··· AVAILABLE DATA ···

PR #1170, opened 2024-12-20
setup: fix PATH variable for fish

superm1:
The PATH variable was treating the kw binary as a directory. Instead it should be using the binpath that it's "in".


rodrigosiqueira:
Hi @superm1 ,
Your change is merged into the unstable branch. Thanks

PR #1184, opened 2025-01-30
lib: remote: fix fetch error due to missing output path

melissawen:
is_ssh_connection_configured erases $output data in get_config_from_proc due to undeclared local variable used in both function. This issue prevented kw config-kernel-manager --fetch from work properly.

Fixes: 68a2b3a ("src: remote: Improve ssh handling in case of failure")
Co-developer-by: Rodrigo Siqueira <siqueirajordao@riseup.net>


rodrigosiqueira:
Thanks a lot for this fix.

PR #1197, opened 2025-02-19
Deploy refactor

rodrigosiqueira:
This commit enables the support for kw to use operations available in the src/lib folder.


melissawen:
Hi,

I tested on steamdeck (remote) and local (amd-laptop) so far so good.
The reboot to custom kernel is working too, however I noticed on steamdeck that instead of acting as grub-reboot, it looks like a grub-set-default, since it boots the same custom kernel all time, instead of the steamOS kernel.
Local deploy only boots once on custom kernel, and from the second reboot, it boots in the first kernel of the list (as expected)

melissawen:
BTW, I didn't experience any regression so far.

melissawen:
Hey, in current unstable branch, there are two issues related permissions on local deploy. As you are working on deploy files, I don't want to handle conflicts: do you mind to add check this possible solution: https://github.com/melissawen/kworkflow/commit/8b7fe8eb39da9f8b51f5b7d1183993ca54491a02 and merge to your PR?

PR #1204, opened 2025-03-15
setup: port kw for MacOS

davidbtadokoro:
Some kernel developers use a MacOS host as a development environment to leverage the Apple Silicon ARM chips to build for Raspberry Pi, for example. kw can support this context as it is entirely written in Bash, and we mostly need to map dependencies from Homebrew [1].

To support MacOS, change the `setup.sh` script to detect a MacOS system and install dependencies using Homebrew. In `setup.sh`, the adaptation needed was only to detect MacOS using `uname --kernel-name` and direct the correct `brew` commands. The list of base dependencies (at `documentation/dependencies`) is minimal to packages that seem core, while the build dependencies (at
`documentation/dependencies/kernel_build`) are empty.

[NOTE] I tested this in an "old" 2016 MacBookPro and I am unable (for some reason) to update to a MacOS version supported by Homebrew, which adverts that it is expected that "formulae will fail to build" and that "Homebrew will be slow and buggy". Due to this, I couldn't install most packages and essentially tested if the `setup.sh` script was reliable in detecting MacOS and running the correct `brew` commands.

[1]: https://brew.sh/


rodrigosiqueira:
@mairacanal iirc, you use Mac, right? Could you help us improve this PR to enable kw to work on MacOS systems?

mairacanal:
> @mairacanal iirc, you use Mac, right? Could you help us improve this PR to enable kw to work on MacOS systems?

I've been dreaming about this PR for a while 😅

Unfortunately, things didn't work out as expected here as you can see in the [1]. I'm using an M3 Pro with MacOS Sequoia and ran kw in a case-sensitive volume to avoid issues. From what I could understand, it didn't identify my OS as MacOS.

[1] [setup.txt](https://github.com/user-attachments/files/19274017/setup.txt)

With this change, I managed to get it working:

```diff
diff --git a/setup.sh b/setup.sh
index badf834..5091d2c 100755
--- a/setup.sh
+++ b/setup.sh
@@ -126,11 +126,11 @@ function check_dependencies()
   local distro
   local ret

-  distro=$(detect_distro '/')
-
   # If distro is equal to 'none', it can still be MacOS
-  if [[ "$distro" == 'none' && "$(uname --kernel-name)" == 'Darwin' ]]; then
+  if [[ "$(uname --kernel-name)" == 'Darwin' ]]; then
     distro='macos'
+  else
+    distro=$(detect_distro '/')
   fi

   package_list=$(get_missing_packages "$distro" "${DOCUMENTATION}/dependencies/${distro}.dependencies")
diff --git a/src/lib/kwlib.sh b/src/lib/kwlib.sh
index 1112e2f..f67ccc6 100644
--- a/src/lib/kwlib.sh
+++ b/src/lib/kwlib.sh
@@ -339,11 +339,6 @@ function detect_distro()
   local os_release_process
   declare -a os_family=('debian' 'arch' 'fedora')

-  # If the system is MacOS, don't bother to do the other checks
-  if [[ "$(uname --kernel-name)" == 'Darwin' ]]; then
-    printf '%s\n' 'none'
-  fi
-
   etc_path=$(join_path "$root_path" '/etc')

   if [[ -d "$etc_path" && -z "$str_check" && -z "$raw_os_release" ]]; then
```

But, I still get this error a couple of times:

```
sed: can't read /Users/mairacanal/.bashrc: No such file or directory
```

I'm using a zsh shell.

---

This is just the first step in porting kw to MacOS as there are some differences in the MacOS and Linux bash. They are mostly compatible, but a few things differ. For example, when running `kw init` in a Linux repository (also in the case-sensitive partition), I get:

```
  kw init
getopt: illegal option -- o
getopt: illegal option -- p
getopt: illegal option -- t
getopt: illegal option -- i
getopt: illegal option -- o
getopt: illegal option -- n
getopt: illegal option -- s
```

---

About the build dependencies, I recommend reading about Bee Headers [2]. I'm using them to build the kernel in my machine and it works great.

[2] https://github.com/bee-headers/homebrew-bee-headers

rodrigosiqueira:
@davidbtadokoro Do you have time to apply @mairacanal suggestions? If not, and if it is ok for you, I can continue this effort.

davidbtadokoro:
Hi, @mairacanal and @rodrigosiqueira. I am deeply sorry for not replying to you and have no excuses other than letting this PR slip through my organization. Even though I couldn't continue the effort, I should have replied to you and not abandoned it, so I apologize for both...

Thank you so much, Maira, for testing the PR and detecting (and fixing some of) its issues! The detection part of macOS seems to be working, and the necessary dependencies, including those for building, appear to be available in Homebrew. FWIU, the bash in macOS vs the bash in Linux differ in version (in macOS, it is outdated), and because kw uses newer bash features, adding it as a dependency for Homebrew to update should do it.

However, as `getopt`, differently from `getopts` (with an 's'), is not in-built, the error you've found may indicate that some packages can have different APIs for macOS. It may also be that the version installed on your setup could be outdated because I didn't add `getopt` as a dependency.

In any case, I think that the effort now will be to find these incompatible packages and hope that they are reasonably solvable, like in the case of `getopt`, in which we can try using the "built-in version" :sweat_smile: 

Beyond that, I don't see any other setbacks in the port.

Once again, sorry guys for the inexcusable delay and thanks for the attention.

PR #1205, opened 2025-03-30
plugins/drm: fix syntax error in local gui_control

melissawen:
There is a syntax error when running `kw drm --gui-(on/off)` for local target:

$ kw drm --gui-off --verbose --local
sudo systemctl isolate multi-user.target
sudo for i in /sys/class/vtconsole/*/bind; do printf "%s\n" 0 > $i; done; sleep 0.5 /.local/lib/kw/lib/kwlib.sh: eval: line 122: syntax error near unexpected token `do' /.local/lib/kw/lib/kwlib.sh: eval: line 122: `sudo for i in /sys/class/vtconsole/*/bind; do printf "%s\n" 0 > $i; done; sleep 0.5'

The cause is that sudo prefix is only applied to the first command in a sequence of multiple commands separated by semicolons. Fix that by using `sudo -- sh -c '$cmd'`, which ensures multiple commands are executed as sudo.

### DIFF
--- a/src/plugins/subsystems/drm/drm.sh
+++ b/src/plugins/subsystems/drm/drm.sh
@@ -264,8 +264,8 @@ function gui_control()
 
   case "$target" in
     2) # LOCAL TARGET
-      gui_control_cmd="sudo ${gui_control_cmd}"
-      bind_control_cmd="sudo ${bind_control_cmd}"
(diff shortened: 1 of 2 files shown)


rodrigosiqueira:
Merged! Thanks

···

WHAT THIS TASK INVOLVES: Repeat the material above in full, quoting it exactly.

SOLUTION TO THE PROBLEM:
PR #1170, opened 2024-12-20
setup: fix PATH variable for fish

superm1:
The PATH variable was treating the kw binary as a directory. Instead it should be using the binpath that it's "in".


rodrigosiqueira:
Hi @superm1 ,
Your change is merged into the unstable branch. Thanks

PR #1184, opened 2025-01-30
lib: remote: fix fetch error due to missing output path

melissawen:
is_ssh_connection_configured erases $output data in get_config_from_proc due to undeclared local variable used in both function. This issue prevented kw config-kernel-manager --fetch from work properly.

Fixes: 68a2b3a ("src: remote: Improve ssh handling in case of failure")
Co-developer-by: Rodrigo Siqueira <siqueirajordao@riseup.net>


rodrigosiqueira:
Thanks a lot for this fix.

PR #1197, opened 2025-02-19
Deploy refactor

rodrigosiqueira:
This commit enables the support for kw to use operations available in the src/lib folder.


melissawen:
Hi,

I tested on steamdeck (remote) and local (amd-laptop) so far so good.
The reboot to custom kernel is working too, however I noticed on steamdeck that instead of acting as grub-reboot, it looks like a grub-set-default, since it boots the same custom kernel all time, instead of the steamOS kernel.
Local deploy only boots once on custom kernel, and from the second reboot, it boots in the first kernel of the list (as expected)

melissawen:
BTW, I didn't experience any regression so far.

melissawen:
Hey, in current unstable branch, there are two issues related permissions on local deploy. As you are working on deploy files, I don't want to handle conflicts: do you mind to add check this possible solution: https://github.com/melissawen/kworkflow/commit/8b7fe8eb39da9f8b51f5b7d1183993ca54491a02 and merge to your PR?

PR #1204, opened 2025-03-15
setup: port kw for MacOS

davidbtadokoro:
Some kernel developers use a MacOS host as a development environment to leverage the Apple Silicon ARM chips to build for Raspberry Pi, for example. kw can support this context as it is entirely written in Bash, and we mostly need to map dependencies from Homebrew [1].

To support MacOS, change the `setup.sh` script to detect a MacOS system and install dependencies using Homebrew. In `setup.sh`, the adaptation needed was only to detect MacOS using `uname --kernel-name` and direct the correct `brew` commands. The list of base dependencies (at `documentation/dependencies`) is minimal to packages that seem core, while the build dependencies (at
`documentation/dependencies/kernel_build`) are empty.

[NOTE] I tested this in an "old" 2016 MacBookPro and I am unable (for some reason) to update to a MacOS version supported by Homebrew, which adverts that it is expected that "formulae will fail to build" and that "Homebrew will be slow and buggy". Due to this, I couldn't install most packages and essentially tested if the `setup.sh` script was reliable in detecting MacOS and running the correct `brew` commands.

[1]: https://brew.sh/


rodrigosiqueira:
@mairacanal iirc, you use Mac, right? Could you help us improve this PR to enable kw to work on MacOS systems?

mairacanal:
> @mairacanal iirc, you use Mac, right? Could you help us improve this PR to enable kw to work on MacOS systems?

I've been dreaming about this PR for a while 😅

Unfortunately, things didn't work out as expected here as you can see in the [1]. I'm using an M3 Pro with MacOS Sequoia and ran kw in a case-sensitive volume to avoid issues. From what I could understand, it didn't identify my OS as MacOS.

[1] [setup.txt](https://github.com/user-attachments/files/19274017/setup.txt)

With this change, I managed to get it working:

```diff
diff --git a/setup.sh b/setup.sh
index badf834..5091d2c 100755
--- a/setup.sh
+++ b/setup.sh
@@ -126,11 +126,11 @@ function check_dependencies()
   local distro
   local ret

-  distro=$(detect_distro '/')
-
   # If distro is equal to 'none', it can still be MacOS
-  if [[ "$distro" == 'none' && "$(uname --kernel-name)" == 'Darwin' ]]; then
+  if [[ "$(uname --kernel-name)" == 'Darwin' ]]; then
     distro='macos'
+  else
+    distro=$(detect_distro '/')
   fi

   package_list=$(get_missing_packages "$distro" "${DOCUMENTATION}/dependencies/${distro}.dependencies")
diff --git a/src/lib/kwlib.sh b/src/lib/kwlib.sh
index 1112e2f..f67ccc6 100644
--- a/src/lib/kwlib.sh
+++ b/src/lib/kwlib.sh
@@ -339,11 +339,6 @@ function detect_distro()
   local os_release_process
   declare -a os_family=('debian' 'arch' 'fedora')

-  # If the system is MacOS, don't bother to do the other checks
-  if [[ "$(uname --kernel-name)" == 'Darwin' ]]; then
-    printf '%s\n' 'none'
-  fi
-
   etc_path=$(join_path "$root_path" '/etc')

   if [[ -d "$etc_path" && -z "$str_check" && -z "$raw_os_release" ]]; then
```

But, I still get this error a couple of times:

```
sed: can't read /Users/mairacanal/.bashrc: No such file or directory
```

I'm using a zsh shell.

---

This is just the first step in porting kw to MacOS as there are some differences in the MacOS and Linux bash. They are mostly compatible, but a few things differ. For example, when running `kw init` in a Linux repository (also in the case-sensitive partition), I get:

```
  kw init
getopt: illegal option -- o
getopt: illegal option -- p
getopt: illegal option -- t
getopt: illegal option -- i
getopt: illegal option -- o
getopt: illegal option -- n
getopt: illegal option -- s
```

---

About the build dependencies, I recommend reading about Bee Headers [2]. I'm using them to build the kernel in my machine and it works great.

[2] https://github.com/bee-headers/homebrew-bee-headers

rodrigosiqueira:
@davidbtadokoro Do you have time to apply @mairacanal suggestions? If not, and if it is ok for you, I can continue this effort.

davidbtadokoro:
Hi, @mairacanal and @rodrigosiqueira. I am deeply sorry for not replying to you and have no excuses other than letting this PR slip through my organization. Even though I couldn't continue the effort, I should have replied to you and not abandoned it, so I apologize for both...

Thank you so much, Maira, for testing the PR and detecting (and fixing some of) its issues! The detection part of macOS seems to be working, and the necessary dependencies, including those for building, appear to be available in Homebrew. FWIU, the bash in macOS vs the bash in Linux differ in version (in macOS, it is outdated), and because kw uses newer bash features, adding it as a dependency for Homebrew to update should do it.

However, as `getopt`, differently from `getopts` (with an 's'), is not in-built, the error you've found may indicate that some packages can have different APIs for macOS. It may also be that the version installed on your setup could be outdated because I didn't add `getopt` as a dependency.

In any case, I think that the effort now will be to find these incompatible packages and hope that they are reasonably solvable, like in the case of `getopt`, in which we can try using the "built-in version" :sweat_smile: 

Beyond that, I don't see any other setbacks in the port.

Once again, sorry guys for the inexcusable delay and thanks for the attention.

PR #1205, opened 2025-03-30
plugins/drm: fix syntax error in local gui_control

melissawen:
There is a syntax error when running `kw drm --gui-(on/off)` for local target:

$ kw drm --gui-off --verbose --local
sudo systemctl isolate multi-user.target
sudo for i in /sys/class/vtconsole/*/bind; do printf "%s\n" 0 > $i; done; sleep 0.5 /.local/lib/kw/lib/kwlib.sh: eval: line 122: syntax error near unexpected token `do' /.local/lib/kw/lib/kwlib.sh: eval: line 122: `sudo for i in /sys/class/vtconsole/*/bind; do printf "%s\n" 0 > $i; done; sleep 0.5'

The cause is that sudo prefix is only applied to the first command in a sequence of multiple commands separated by semicolons. Fix that by using `sudo -- sh -c '$cmd'`, which ensures multiple commands are executed as sudo.

### DIFF
--- a/src/plugins/subsystems/drm/drm.sh
+++ b/src/plugins/subsystems/drm/drm.sh
@@ -264,8 +264,8 @@ function gui_control()
 
   case "$target" in
     2) # LOCAL TARGET
-      gui_control_cmd="sudo ${gui_control_cmd}"
-      bind_control_cmd="sudo ${bind_control_cmd}"
(diff shortened: 1 of 2 files shown)


rodrigosiqueira:
Merged! Thanks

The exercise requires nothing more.